**EXERCISE AIM**
Take the records below and retype them line by line, from the first line through the one containing "- don't use"; stop there.

* * * * * * * * *

PR #1483, opened 2024-01-23
Enable Wasm Tests

keks:
This PR enables most (but not all!) tests for Wasm. We don't run the tests using wasm-pack, instead we use [this approach](https://rustwasm.github.io/wasm-bindgen/wasm-bindgen-test/usage.html#appendix-using-wasm-bindgen-test-without-wasm-pack). The reason is that using wasm_pack would require the tests to be public, including the entire module path leading to it. That did not seem feasible.

It also makes some changes so that this actually works:
- disable parallelism for wasm
  - rayon: inline conditional compilation chooses whether to use `(into_)iter` or `(into_)par_iter` based on `target_arch`
  - disable default features for criterion
- don't use the file system at runtime in tests
  - added the `read_json` macro that reads the test vectors at compile time
    - somehow it thinks the macro is unused, so I told it to ignore unused_macros here
  - in one test we write to a file and then reopen it. I replaced that by writing to a buffer (`Vec<u8>`) and then reeading it
- use `fluvio_wasm_timer` instead of `std::time`

This PR reuses ~300 tests that all pass when used with Wasm. We should add more later, but it's a good start I think.

### DIFF
--- a/openmls/Cargo.toml
+++ b/openmls/Cargo.toml
@@ -30,6 +30,9 @@ openmls_basic_credential = { version = "0.2.0", path = "../basic_credential", op
 ] }
 rstest = { version = "^0.16", optional = true }
 rstest_reuse = { version = "0.4", optional = true }
+wasm-bindgen-test = {version = "0.3.40", optional = true}
+getrandom = {version = "0.2.12", optional = true, features = [ "js" ]}
+fluvio-wasm-timer = "0.2.5"
 
 [features]
 default = ["backtrace"]
@@ -41,14 +44,16 @@ test-utils = [
     "dep:rand",
     "dep:rstest",
     "dep:rstest_reuse",
+    "dep:wasm-bindgen-test",
     "dep:openmls_basic_credential",
 ]
 crypto-debug = [] # ☣️ Enable logging of sensitive cryptographic information
 content-debug = [] # ☣️ Enable logging of sensitive message content
+js = ["dep:getrandom"] # enable js randomness source for provider
 
 [dev-dependencies]
 backtrace = "0.3"
-criterion = "^0.5"
+criterion = {version = "^0.5", default-features = false} # need to disable default features for wasm
 hex = { version = "0.4", features = ["serde"] }
 itertools = "0.10"
 lazy_static = "1.4"
@@ -60,6 +65,8 @@ pretty_env_logger = "0.5"
 rstest = "^0.16"
 rstest_reuse = "0.4"
 tempfile = "3"
+wasm-bindgen = "0.2.90"
+wasm-bindgen-test = "0.3.40"
 
 [[bench]]
 name = "benchmark"
--- a/openmls/Cargo.toml
+++ b/openmls/Cargo.toml
@@ -32,7 +32,7 @@ rstest = { version = "^0.16", optional = true }
 rstest_reuse = { version = "0.4", optional = true }
 wasm-bindgen-test = {version = "0.3.40", optional = true}
 getrandom = {version = "0.2.12", optional = true, features = [ "js" ]}
-fluvio-wasm-timer = "0.2.5"
+fluvio-wasm-timer = {version = "0.2.5", optional = true}
 
 [features]
 default = ["backtrace"]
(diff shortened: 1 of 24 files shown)


keks:
I have prevailed in my duel with the github actions yaml file, and this is now ready for review

kkohbrok (commented):
Thanks for tackling this! Looks pretty straight-forward. Just a few general questions, mostly due to my ignorance w.r.t. the limitations of WASM:

* Would it make sense to have some documentation (in the book and/or in the wiki) on the implications of using the WASM build (no parallelization, etc.)?
* As I understand it, WASM currently comes with two workarounds: the rstest one and the fact that we're using fluvio-wasm-timer, which I understand to also be a workaround (although I might be wrong on that one). Should we add an issue to track the eventual removal of those workarounds, or document them somewhere else?
* You say that not all tests are covered when using wasm. It doesn't seem obvious to me which ones are not covered, so could you give me an idea (at least generally) which ones are not covered and why not? This might also be worth including in documentation somewhere (an issue or the wiki maybe).

keks:
Good questions!

> Would it make sense to have some documentation (in the book and/or in the wiki) on the implications of using the WASM build (no parallelization, etc.)?

Yeah that's a good point, I'll write something up.

> As I understand it, WASM currently comes with two workarounds: the rstest one and the fact that we're using fluvio-wasm-timer, which I understand to also be a workaround (although I might be wrong on that one). Should we add an issue to track the eventual removal of those workarounds, or document them somewhere else?

I'll create an issue for the wasm_bindgen_test module. Regarding `fluvio-wasm-timer`: I am not sure I'd call it a workaround, it's more of a shim. On wasm it gets the time using `web_sys`, and otherwise it just reexports the stdlib types. I suppose I should hide it behind the `js` feature though, which signals whether the wasm environment provides the expected JS APIs. That I should definitely document!

> You say that not all tests are covered when using wasm. It doesn't seem obvious to me which ones are not covered, so could you give me an idea (at least generally) which ones are not covered and why not? This might also be worth including in documentation somewhere (an issue or the wiki maybe).

Unfortunately, running tests for wasm requires a different macro attribute than `#[test]`. I initially the wasm test macro manually to see if they worked, and then changed the macro templates that many tests use (the ones with e.g. `#[apply(ciphersuites)]`) to also add it when building for wasm. This means that the tests that only have the plain `#[test]` attribute do not yet run on wasm. It seems these are 49. Most of them should only require adding the attribute. Some will require easy fixes, and others may not be super feasible now (mostly those that work with the file system).

I can document it somewhere -- do you think the wiki is a better place than the book? I could just create a Wasm page in the book that explains all the caveats.

keks:
- I added a page in the User Manual part of the book that focuses on what the user needs to know, including the js feature
- I added a page in the wiki that captures the current state of wasm support and its caveats
- I made sure you can't compile without the `js` feature set, in order to avoid unexpected runtime crashes

Should I create the issue for the workaround now or after the PR is merged?

openmls/Cargo.toml
```diff
@@ -49,7 +49,7 @@ test-utils = [
 ]
 crypto-debug = [] # ☣️ Enable logging of sensitive cryptographic information
 content-debug = [] # ☣️ Enable logging of sensitive message content
-js = ["dep:getrandom"] # enable js randomness source for provider
+js = ["dep:getrandom", "dep:fluvio-wasm-timer"] # enable js randomness source for provider
```
franziskuskiefer, line 52: Should these really go here or are they only needed for tests?
Generally we should get rid of the `getrandom` dependency like this here.
See https://docs.rs/getrandom/latest/getrandom/#webassembly-support

But this is for a follow-up.

franziskuskiefer (approved):
I'd be fine getting this in and filing follow-ups.

kkohbrok (approved):
Thanks for answering my questions and for writing up the section in the book!

I agree that we can merge this now and deal with the rest in follow-ups. Once we're happy with the test coverage, we can add webassembly as officially supported in the README as well.

openmls/Cargo.toml
keks: So yes, `getrandom` does it nicely by requiring you to set the js flag, but `fluvio-wasm-timer` just assumes that the JS environment is available when you are running in `wasm32-unknown-unknown`. In order to gracefully fail in the situation that someone tries to use OpenMLS on `wasm32-unknown-unknown` without a JS env, I used the same approach as `getrandom`, because that seems the sanest. Otherwise, the caller only knows they need a JS env for randomness, not timing.

Though I suppose that if randomness works, timing likely will as well. Maybe I was overthinking here, but I wasn't super confident with just using the JS env when we are not sure that it is available.

keks:
I created issues #1484 and #1485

* * * * * * * * *

**ANSWER BELOW**
PR #1483, opened 2024-01-23
Enable Wasm Tests

keks:
This PR enables most (but not all!) tests for Wasm. We don't run the tests using wasm-pack, instead we use [this approach](https://rustwasm.github.io/wasm-bindgen/wasm-bindgen-test/usage.html#appendix-using-wasm-bindgen-test-without-wasm-pack). The reason is that using wasm_pack would require the tests to be public, including the entire module path leading to it. That did not seem feasible.

It also makes some changes so that this actually works:
- disable parallelism for wasm
  - rayon: inline conditional compilation chooses whether to use `(into_)iter` or `(into_)par_iter` based on `target_arch`
  - disable default features for criterion
- don't use the file system at runtime in tests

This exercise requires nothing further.